■ **Source data**
Issue #1305, opened 2026-08-04
futility: http_server_* route label is the raw request path — unbounded series, and a vocabulary the other rails don't speak


aaylward:
Surfaced by #1303's altitude review. futility has emitted a `route` label since #1174, but its value is the raw request path: `aura/middleware.cc`'s `RouteOf(target)` is `target.substr(0, target.find('?'))`. Two consequences:

1. **Unbounded cardinality, live today.** A scanner (or any path-shaped ID scheme) against golf_hub or portrait mints a Prometheus series per distinct path. This is exactly the shape #1303 refused to ship in yodel — its route is the matched template with an `unmatched` sentinel, and its tests pin the boundedness. futility should bound the same way: matched handler route where the router knows it, sentinel otherwise.

2. **The rails share a label name but not a vocabulary.** yodel: matched template. futility: raw path. server_pal: no route at all (#1304). Literal-route queries (`route="/health"`, which prom_proxy's probeFilter relies on) work on every rail because a literal path and its template coincide; anything template-shaped, or relying on bounded cardinality, is yodel-only. Related timing divergence, also unpinned: yodel's `requests` counts at completion (#1303, so it can carry the route); futility and server_pal count at start. Nothing queries `requests - success - failure` today, and error rate is computed as failure/(success+failure), so nothing breaks — but `otel_contract` pins descriptions and bucket layouts only, so nothing would notice these drifting further apart either. When this is picked up, add a label-set (and, in prose, timing) row to the contract alongside the description pins; yodel's README now carries the honest dialect table in the meantime.

Issue #1304, opened 2026-08-04
server_pal: http_server_* carries no route label — the yodel gap of #1303, one HTTP probe away from mattering


aaylward:
Split from #1303, which fixed the same gap in yodel. `server_pal`'s middleware labels the `http_server_*` family with only `http_method` and `service_name` (`lib.rs`, `http_metrics_middleware`), so probe traffic on any server_pal-backed service would be inseparable from serving traffic — exactly the one_d4 symptom #1303 diagnosed.

Latent today: no server_pal service in `deploy/consolidated/compose.yaml` has an HTTP-probing healthcheck (they use `pg_isready` and friends), so nothing is currently polluted. prom_proxy's Serving expressions already exclude `route!="/health"`, and a negative matcher matches label-less series, so server_pal services lose nothing now and start benefiting the moment the label exists.

When picked up: copy the route **concept**, not the spelling divergence — the label is `route` (as in futility and now yodel), keyed on the matched route template rather than the raw path so the series stay bounded, with a fixed sentinel for unmatched requests (yodel uses `unmatched`). Note yodel's completion-time recording contract (#1303): the route is only knowable after routing, so the counters move at completion and only the in-flight gauge moves at start, without a route. Axum's `MatchedPath` extractor is the likely source of the template. Guard shape as in #1303: a test that the request counter carries the route, and that the gauge does not.

Issue #1174, opened 2026-07-17
[portrait] Post-soak teardown: retire the meerkat serving path


aaylward:
Follow-up to #1168 (complete through Phase 4: #1169, #1170, #1171, #1172, #1173). `ghcr.io/muchq/portrait` ships the smithy-cpp server as of `main@40d3e59`. This issue tracks the final teardown once the new binary has soaked; the working list also lives in `domains/graphics/apis/portrait/PORTRAIT_TODO.md`.

## Soak gate (do not start before)

One release (~a week) in production on the smithy binary with:
- [ ] `http_server_*` dashboards unchanged (instrument parity was by construction — verify in practice)
- [ ] no 5xx / `error_type` regressions; cache-hit latencies sane at microsecond granularity
- [ ] log correlation via `trace_id=` intact for whatever consumes the access logs
- [ ] no rollback to the pre-cutover image tag needed

## Teardown checklist

1. **Delete the meerkat serving path from portrait**
   - `:portrait_meerkat` + `Main.cc`
   - `portrait_parity_test` (+ BUILD target) — its differential purpose ends with the meerkat stack
   - The nlohmann wire serde in `types.h` (`NLOHMANN_DEFINE_TYPE_*` macros, enum serialization) and the `@nlohmann_json` dep on `:types` — nothing parses JSON into `portrait::TraceRequest` after the above are gone. **Keep** the plain structs, `validate*` cross-field rules, and the absl hashes: they are `TracerService`'s domain layer and the cache key. Trim `types_test.cc` to validation coverage.
2. **`TracerService` hands back raw PNG bytes** — return raw bytes + dimensions instead of a base64 string; cache the raw bytes; `smithy_handler.cc` wraps them in the `Blob` directly. Deletes the base64 encode→decode→re-encode round-trip, `imageToBase64`, and portrait's `futility/base64` dep. Update `tracer_service_test`.
3. **Test consolidation** — a small `testonly` library with the canonical valid-scene fixture (JSON + typed) and the loopback harness for the three remaining test files (`portrait_smithy_wire_test`, `smithy_handler_test`, `smithy_middleware_test`); extract the production middleware chain from `portrait_smithy_main.cc` into a shared builder so the middleware tests exercise the real wiring instead of a reconstructed copy.
[...]

PR #1306, opened 2026-08-04
yodel: route label on http_server_* so probes are separable from serving traffic

### LINKED ISSUE #1303: yodel: http_server_* has no route label, so healthcheck probes are indistinguishable from serving traffic
The one_d4 Serving charts show a flat ~10 requests / 5 min for the whole day, which reads as sustained traffic. All of it is the container's own healthcheck.

`deploy/consolidated/compose.yaml` probes `GET /health` on `interval: 30s`, which is 10 requests per 5-minute bucket. Live `request_count` over 1d confirms it: 195 of 199 non-empty buckets are exactly 9.474 or 10.526 — 9 or 10 raw probes, scaled by the 20/19 extrapolation `increase()` applies to a 5m window over 30s scrapes. Only four buckets in 24h deviate (4.2, 8.4, 13.7, 21.1); those are the only real requests in the window.

The series steps off zero at `2026-08-03T20:27:02Z`, which is when #1293 deployed. Before that the probe shelled out to `curl`, absent from `@java_base`, so it exited on "executable file not found" and issued no HTTP request at all. Fixing the probe is what made the floor appear — the probe is correct now, and the traffic it generates is genuine.

Nothing downstream is wrong. `registry.go:500` is `sum(increase(http_server_requests_total{service_name="one_d4"}[5m]))` at step `5m` (`models.go:41-42`) — non-overlapping buckets, no double counting — and the dashboard plots what it is handed without accumulating.

The problem is that the probe cannot be separated from real traffic. yodel's `http_server_*` family carries only `http_method` and `service_name` (`OtlpJsonEncoder.java:246-253`, over `HttpServerMetrics.MethodSnapshot` at `HttpServerMetrics.java:98-106`). There is no route dimension, so no PromQL selector can exclude `/health`, and prom_proxy and the dashboard both inherit a floor they have no way to subtract. Every one_d4 serving number carries it: REQ/S sits at ~0.035 on an idle service, REQ (5M) never drops below ~10, and the Requests chart never returns to zero.

futility already emits the missing dimension — `http_metrics.cc:48` returns `{{"service_name", ...}, {"route", route}, {"method", method}}` — so the shape of the fix exists in the repo. Note it spells the method label `method` where yodel and server_pal use `http_method`; copy the route concept, not the spelling, or the families diverge.

Suggested fix: add a route (or a boolean probe) attribute to yodel's http_server_* family, keyed on the matched route rather than the raw path so the label stays bounded, and have prom_proxy's `standardTimeseriesQueries` exclude probe traffic from the Serving tiles. Whether `/health` should be excluded outright or merely separable is the open call — it is real load and worth being able to see, just not worth being the only thing the Serving section shows.

Guard: a test asserting the request counter carries a route attribute, and a prom_proxy query test asserting the serving expressions exclude the probe route.

Scope: one_d4 is the only service in `deploy/consolidated/compose.yaml` with an HTTP-probing healthcheck, so it is the only one showing this today. The other services are clean because they have no HTTP probe (most use `pg_isready`), not because their instrumentation distinguishes probe traffic — server_pal has the same gap as yodel (`lib.rs:216-219` sets only `http_method` and `service_name`), so any yodel- or server_pal-backed service that adopts an HTTP probe inherits this. futility is the only rail already immune.

aaylward:
Closes #1303.

## What

Every yodel `http_server_*` counter and histogram point now carries a `route` label — the **matched route template** (`/widgets/{id}`), never the raw path — and prom_proxy's standard Serving queries exclude `route="/health"`, so container-probe traffic stops inflating request counts and diluting error rates. one_d4's dashboard gets a **Probes** tile showing the excluded traffic, so the subtraction is a visible fact rather than a silent floor under every chart.

## Why now

This floor is two days old. Before #1293 the one_d4 healthcheck never actually ran (the image had no `curl`), so `/health` traffic never existed. #1293 fixed the probe, and every 30s it has been feeding the Serving numbers since — ~10 requests/5m of permanent baseline plus a steady stream of fast 200s dragging down avg/p95 latency.

## Design decisions

- **Route label, not a probe boolean.** Tagging probe requests `probe="true"` at the filter was the alternative. Rejected on three grounds: *policy location* — what counts as a probe is a dashboard-side decision, and hardcoding it into each service's filter means redeploying every emitter when the policy changes, where `probeFilter` is one Go constant; *generality* — a route label also answers per-route questions we haven't asked yet, a probe boolean answers exactly one; *parity* — futility already spells the label `route`, so this converges the rails on a name instead of minting a new one.
- **Matched template, never the raw path, with an `unmatched` sentinel.** A scanner spraying paths (or invented HTTP verbs — method is bounded via the enum for the same reason) cannot mint unbounded series.
- **Counters move to completion; the gauge stays method-keyed.** The filter deliberately runs before routing so unmatched requests are measured, which means the route is only knowable at completion. Once in-flight requests drain, `requests == success + failure + abandoned`; the snapshot reads outcomes before requests (the writer's reverse), so a torn read can never show outcomes running past requests.
- **The negative matcher is fleet-safe, gauge included.** `route!="/health"` matches series that lack the label entirely, so applying it to every standard selector is a no-op for server_pal (no route label, #1304) and correct subtraction for futility (raw-path label since #1174 — bounded-cardinality is yodel-only for now, #1305).

## Guards

The `/health` literal is pinned at all three of its homes, so no single-sided edit can silently re-inflate the numbers:

| Guard | Pins |
|---|---|
| `HttpServerMetricsFilterTest.routesAreTheMatchedTemplatesAndUnmatchedIsASentinel` | Template values (via a parameterized route, the one shape where template ≠ raw path), sentinel, bounded series count |
| `OtlpJsonEncoderTest` route tests | `route` attribute on counters + histogram, absent on the gauge |
| `TestRegistry_StandardServingQueriesExcludeTheProbeRoute` | Every `http_server_*` selector in both query sets carries `route!="/health"` |
| `HealthProbeRouteLabelTest` (one_d4) | Probe requests arrive under exactly `/health` across the micronaut-jaxrs bridge — the leg nothing else pins |
| `TestOneD4HealthcheckProbesTheRouteProbeFilterSubtracts` (deploy) | The compose healthcheck actually probes `GET /health` |
| `aSynchronouslyThrowingChainStillCountsTheRequest` | A chain that throws before producing a publisher still lands in the counters |

Mutation battery (main loop, clean tree): **13/13 killed** — routeOf falling back to the raw path (both shapes), `Mono.defer` removed, abandon losing its request count, start gaining one, route dropped from the counter and histogram encoders separately, route added to the gauge, `probeFilter` emptied, dropped from a scalar selector / a timeseries selector / the gauge selector individually, and the Probes tile pointed at `/healthz`.

## Review

Four read-only panel lenses ran (correctness/control-flow, data-access/resource-safety, tests/docs/CI, altitude), each refuting its own findings; all surviving findings are addressed in the diff. Notable: the data lens claimed the route attribute is never populated (static jar scan) — refuted empirically by the two integration tests, which observe real templates stamped on native and JAX-RS routes. Correctness findings landed as: `BasicHttpAttributes.getUriTemplate` (the supported accessor; the raw constant is deprecated forRemoval), `Mono.defer` around `chain.proceed`, and the torn-snapshot read ordering.

Follow-ups filed rather than smuggled in: #1304 (server_pal route label), #1305 (futility's raw-path values).

https://claude.ai/code/session_01VUrPZEoRVcJ6qUe794xhvD

---
_Generated by [Claude Code](https://claude.ai/code/session_01VUrPZEoRVcJ6qUe794xhvD)_


aaylward:
Both gaps closed in 8d68d1f, each with its mutation verified:

1. **Probes tile existence** — `TestOneD4KeepsTheProbesTile` asserts some one_d4 custom scalar query contains `route="/health"`. Deleting the tile line now fails the suite (checked with a line-deletion mutation; the wrong-path shape was already killed by the carve-out).
2. **Method-enum bounding** — `aCustomVerbCollapsesToTheBoundedMethodEnum` sends a real `BREW` request over the socket and asserts both the route snapshots and the gauge carry only `CUSTOM`. The one-token revert to `getMethodName()` now fails the suite (mutation-checked).

---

■ **What to do**
Please show, exactly as written, every line above that contains the word "opened".

■ **Output of the task**
Issue #1305, opened 2026-08-04
Issue #1304, opened 2026-08-04
Issue #1174, opened 2026-07-17
PR #1306, opened 2026-08-04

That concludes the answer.